Both assessments and the consequent negative insinuations derive from the generalized lack of knowledge about the risks and dynamics of investment portfolios. With this paper, I will provide some basic ideas on portfolio management and repeat the risks faced by securities and portfolios, in order to make clear what are and what are not investment losses, whether private or governmental.

First of all, let us review the most common risks involved in investments in securities. First, there is a "credit risk" or "non-payment" risk, i.e. that the investment may be a total or partial failure and that the money invested may not be recovered. In addition to the issuer's soundness, this risk is associated with the economic and political situation that may affect the issuer. 

Another common risk is liquidity risk or redemption risk, i.e., the risk that, at a given time, the investment cannot be converted into cash. The first of these two risks is mitigated or minimized by making an exhaustive analysis of the investment or by following the investment and country risk guidelines of the risk rating agencies. The second is by investing in instruments that are traded in open markets, which allows you to sell the investment easily if necessary.
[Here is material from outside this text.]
PR #221, opened 2023-10-25
Config Command

jakethekoenig:
* You can set or get a config with `/config`
* I realized conversation was holding onto its own copy of model preventing it being changed. It now gets it from the config as necessary. (Perhaps we should go all the way and have the llm_api be responsible for choosing the model? I could imagine wanting to keep track of which model generated a message for the future though).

But securities have other risks that vary with the day to day of the markets and the economy, the best known and most elusive is the so-called "rate risk" or "market risk" which is the impact that increases or decreases in market rates can have on the price of a security whose interest rate is fixed or is different from the market rate. A bond, which has an interest rate lower than the rate paid by the market today, would have a lower price than its initial value. Conversely, a bond that pays more than the market should be able to be quoted and sold for a price higher than the acquisition price.